PR #1048, opened 2025-05-23
Unify `field_administration` handling across content types

pwolfert:
# Description

This is an alternative to https://github.com/department-of-veterans-affairs/next-build/pull/1046. Because [the event template uses the administration name](https://github.com/department-of-veterans-affairs/next-build/pull/1046#discussion_r2103568654), it may not be the best to simplify everything down to just the `administrationId`.

## Ticket

Relates to https://github.com/department-of-veterans-affairs/va.gov-cms/issues/21250

### DIFF
--- a/src/types/formatted/administration.ts
+++ b/src/types/formatted/administration.ts
@@ -3,7 +3,7 @@ export interface Administration {
    * This is the internal Drupal id of the administration term. See the administration
    * formatter function comments for more details.
    */
-  entityId: number
+  entityId: number | null
   /**
    * The human-readable name of the administration term.
    */


src/data/queries/administration.ts
```diff
@@ -0,0 +1,18 @@
...
+/**
+ * Formats a Drupal administration field into our standardized Administration interface.
+ *
+ * In our Drupal content, the `field_administration` field points to a taxonomy Term
+ * that is currently called "Section", but "Section" is only a human label added to
+ * it in the Drupal interface, and that name has evolved over time. It was originally,
+ * "administration" (and thus the name of the field). Since the only machine name of
+ * it is `field_administration`, we'll continue to call it "administration" in our code.
+ */
+export const formatAdministration = (
```
cvalarida, line 13: I don't know if I care yet, but this _does_ deviate from the pattern. In `src/data/queries/*.ts`, we export `formatter()` and then `import { formatter as formatAdministration } from '...'` rather than defining it in here as `formatAdministration`.

For consistency, we should probably keep it the same, but I'm not strongly opinionated about this.

src/types/formatted/administration.ts
```diff
@@ -1,4 +1,4 @@
-export type Administration = {
-  id: number
-  name: string
+export interface Administration {
+  entityId: number
```
cvalarida, line 2:
```suggestion
  entityId: number | null
```

It _shouldn't_ be, but our formatter is returning `null` for this in some cases. 🙈

cvalarida: I also recommend adding a `/**` comment on the property to describe _which_ ID this is, since there's some confusion around that. 😅 It should be clear when you read the `formatAdministration` function, but this static type definition and that function are far enough removed from each other to make it a cognitive leap to even _know_ you should look there, y'know?

cvalarida (approved):
Looks good! That's quite a few changes, but they're all one-liners.

I'm not in love with adding `name` where we didn't need it before, but that's a small price to pay for consistency, so I'm here for it. 👍

src/data/queries/administration.ts
```diff
@@ -0,0 +1,18 @@
...
+  administration: FieldAdministration | null | undefined
+): Administration => ({
+  entityId: administration?.drupal_internal__tid || null, // "t" is for taxonomy term
+  name: administration?.name || null,
```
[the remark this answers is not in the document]
pwolfert: Good idea 👍

src/data/queries/administration.ts
pwolfert: 72183573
──────────────────────────────
◆ **Work request**
The answer should be the first line of the material and every line after it through the line containing "# Description", exactly as written, and nothing else.

◆ **Response to the task**
PR #1048, opened 2025-05-23
Unify `field_administration` handling across content types

pwolfert:
# Description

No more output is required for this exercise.